A conversational AI chatbot embedded in the 7-Eleven mobile app, powered by NLP using Google Dialogflow for intent recognition and RegEx-based pattern matching for structured flows. The chatbot served two distinct roles:

customer support agent

Handled general inquiries like store locations, operating hours, promotions, and order status for 7-Delivery (the app's real-time delivery feature).

chat commerce assistant

The more ambitious part. Users could browse products, see real-time stock at nearby stores, get personalized recommendations, and complete purchases, all without leaving the chat.

chat commerce flow

1

Detect user location

Map the user to their closest 7-Eleven stores automatically.

2

Check real-time stock

Query live inventory across 15,000+ stores to show what's actually available.

3

Surface products in chat

Display product carousels with promotions and discounts applied automatically.

4

Personalized recommendations

Suggest products based on purchase history and user profile, making each conversation feel relevant.

5

Complete purchase in chat

The entire shopping flow, from discovery to checkout, happened inside the conversation. No app switching needed.

what i actually did

requirements & PRD

Gathered requirements from the 7-Eleven business team and translated them into detailed product requirements documents, defining user flows, edge cases, fallback behaviors, and success metrics.

conversational design

Designed the conversational flows, mapping out intents, utterances, entities, and response trees. This is where the real product thinking lived: how should the bot respond when it doesn't understand? When should it escalate to a human? How do you make a carousel of snacks feel natural inside a chat thread?

engineering coordination

Ran the engineering team at Sertis while integrating closely with 7-Eleven's internal dev team. Two separate engineering orgs building one product, so alignment was constant work.

testing & iteration

Ran testing cycles and continuously gathered feedback from users to refine conversational flows, improve intent recognition accuracy, and reduce fallback rates.

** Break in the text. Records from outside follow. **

PR #3686, opened 2017-04-28
Fix split-RAR files detection for "Treat as video" unpack option

### LINKED ISSUE #3674: "Treat as video" (#3271) doesn't process .r{00..99} files
Branch/Commit: master
OS: Ubuntu ARM64
What you did: Use the new "Treat as video" #3271 feature
What happened:
Sickrage correctly links `.rar` files, but doesn't take `.r00` - `r.99` with them. Kodi only plays the first few seconds.
What you expected:
Sickrage correctly links `.rar` files, but **does** take `.r00` - `r.99` with them. Kodi plays the whole episode.

sharkykh:
Should fix #3674 

See:
* http://i.imgur.com/yz0wxSR.png
* https://regex101.com/r/eMPi3p/9 (`only_first = False`)
* https://regex101.com/r/yM9BOp/3 (`only_first = True` default)


rubdos:
> https://regex101.com/r/eMPi3p/9 (only_first = False)
> https://regex101.com/r/yM9BOp/3 (only_first = True default)

Why is `only_first` per default ~~`False`~~`True`, shouldn't it be false? Most scene has the older style.

sharkykh:
@rubdos 
On the contrary, the default is `True`.

The reason for that is,
`is_rar_file` is used by the postprocessor to determine which files need to be extracted.
Without `only_first` (or when it's set to False), it would try to unpack/unrar every possible rar file:
`.rar, .part1.rar, .part9.rar, .r00, .r09`, etc.

I use `only_first` only for when unpack method is set to "Treat as video" and I need to process all of the rar files and parts to move them all together, like you requested.

So it has nothing to do with the actual style that is used in the downloaded release.

rubdos:
> On the contrary, the default is True.

Whooooops, typo :)

> The reason for that is,
> is_rar_file is used by the postprocessor to determine which files need to be extracted.
> Without only_first (or when it's set to False), it would try to unpack/unrar every possible rar file:
> .rar, .part1.rar, .part9.rar, .r00, .r09, etc.
> 
> I use only_first only for when unpack method is set to "Treat as video" and I need to process all of the rar files and parts to move them all together, like you asked.

Ok, I get it. It seemed a bit weird to me, that's why I asked. Thanks for the fix !

sickbeard/helpers.py
```diff
@@ -205,7 +207,7 @@ def is_media_file(filename):
     # ignore samples
     try:
         assert isinstance(filename, six.string_types), type(filename)
-        is_rar = is_rar_file(filename)
+        is_rar = is_rar_file(filename, only_first=False)
```
miigotu, line 210: doing this unconditionally wont work, its going to process ear rar piece as a separate video and process them all, overwriting the previous one as it goes (unless renaming is off)

miigotu (changes requested):

sharkykh:
@miigotu 
In that case, associated files is the way to go. That complicates things a bit.

sickbeard/helpers.py
sharkykh: @miigotu 
In that case, associated files is the way to go. That complicates things a bit.

miigotu:
I would suggest adding a check just after the treat_as_video and move/link/copy/etc them separately, idk

PR #2153, opened 2016-07-28
Support reversed symlink => the original file doesn't move

ArthurGarnier:
Proposed changes in this pull request:
- This commit permits users to Symlink files without moving. In the "sickrage directory" there is only symlink.
- The aim ? Personally I manage my files with Transmission, when I delete a file from Transmission I want it deleted on my HDD, a script can easily delete orphan symlink (can be added to SickRage if necessary)

PR #3687, opened 2017-04-28
Ignore broken symlink

andrewleech:
Related to #2153 
When using reversed symlink, the destination folder for post-processing gets a symlink in it pointing to the original file.

If that file is then deleted / moved / cleaned up a broken symlink is left behind, which is not necessarily a problem. 
In my case it's useful to have it there as a cheap reference of what was previously downloaded.

Currently however at startup I get an error entry in the log for ever file as get_size() on it fails with an exception.

- Ignore broken symlinks in get_size() - they're essentially treated as 0 length files with this PR

- [X] Read [contribution guide](https://github.com/SickRage/SickRage/blob/master/.github/CONTRIBUTING.md)


sharkykh (changes requested):
1. When you open a pull request you have the option to choose the target branch, please make sure you manually select develop every time.

2. I don't think this is the right way to fix this.
I think you should use [`os.path.isfile`](https://docs.python.org/2/library/os.path.html#os.path.isfile).

What I have in mind is:
```python
def get_size(start_path='.'):
    """
    Find the total dir and filesize of a path

    :param start_path: Path to recursively count size
    :return: total filesize
    """

    if not ek(os.path.isdir, start_path):
        return -1

    total_size = 0
    for dirpath, dirnames_, filenames in ek(os.walk, start_path):
        for f in filenames:
            fp = ek(os.path.join, dirpath, f)
            if ek(os.path.islink, fp) and not ek(os.path.isfile, fp):
                logger.log("Unable to get size for file {0} because the link to the file is not valid".format(fp), logger.DEBUG)
                continue
            try:
                total_size += ek(os.path.getsize, fp)
            except OSError as error:
                logger.log("Unable to get size for file {0} Error: {1}".format(fp, error), logger.ERROR)
                logger.log(traceback.format_exc(), logger.DEBUG)
    return total_size
```

andrewleech:
Ah sorry, I obviously read the guide wrong, thought it was just the pr branch coming from develop, missed setting the target to develop too.

Yes I like your suggestion. It's certainly better to not silently ignore the issue, log to debug level is much better.

I've tested it, get the new message when debug logging is turned on. Thanks.

OmgImAlexis:
Maybe it's better to add an option for enabling this as an error? I'm sure not everyone wants broken links to now silently be ignored.

sharkykh:
@OmgImAlexis 
You're right, done.
There's no need for an error.
Once you treat the underlying issue that causes the OSError, it can be logged as a warning.

@miigotu 
I'd like your take on it, too.

sharkykh (approved):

what made this interesting

scale

16 million monthly active users across a nationwide app. Even small improvements in conversion or deflection rates translated to significant business impact.

chat commerce was still new

This was before the ChatGPT era. Building a commerce experience inside a chat interface required creative conversational design without the benefit of large language models. Every flow was hand-crafted.

real-time inventory integration

The chatbot checked live stock across 15,000+ stores, matched products to the user's nearest location, and applied dynamic promotions. The technical integration was non-trivial.

personalization at scale

Product recommendations were tailored to individual users based on purchase history and profile data, making each conversation feel relevant rather than generic.

why this matters

This was my entry point into AI product management, and it shaped how I think about building AI products to this day. Working with NLP before the LLM era taught me that good conversational design isn't about the model, it's about understanding what users actually need at each moment in a conversation.

The patterns I learned here, intent mapping, fallback design, human escalation logic, conversational UX, carried directly into the RAG Copilot I built years later.

chat commerce before the LLM era.

every flow hand-crafted, every intent mapped, serving 16M+ users across 15,000+ stores in Thailand's largest retail app.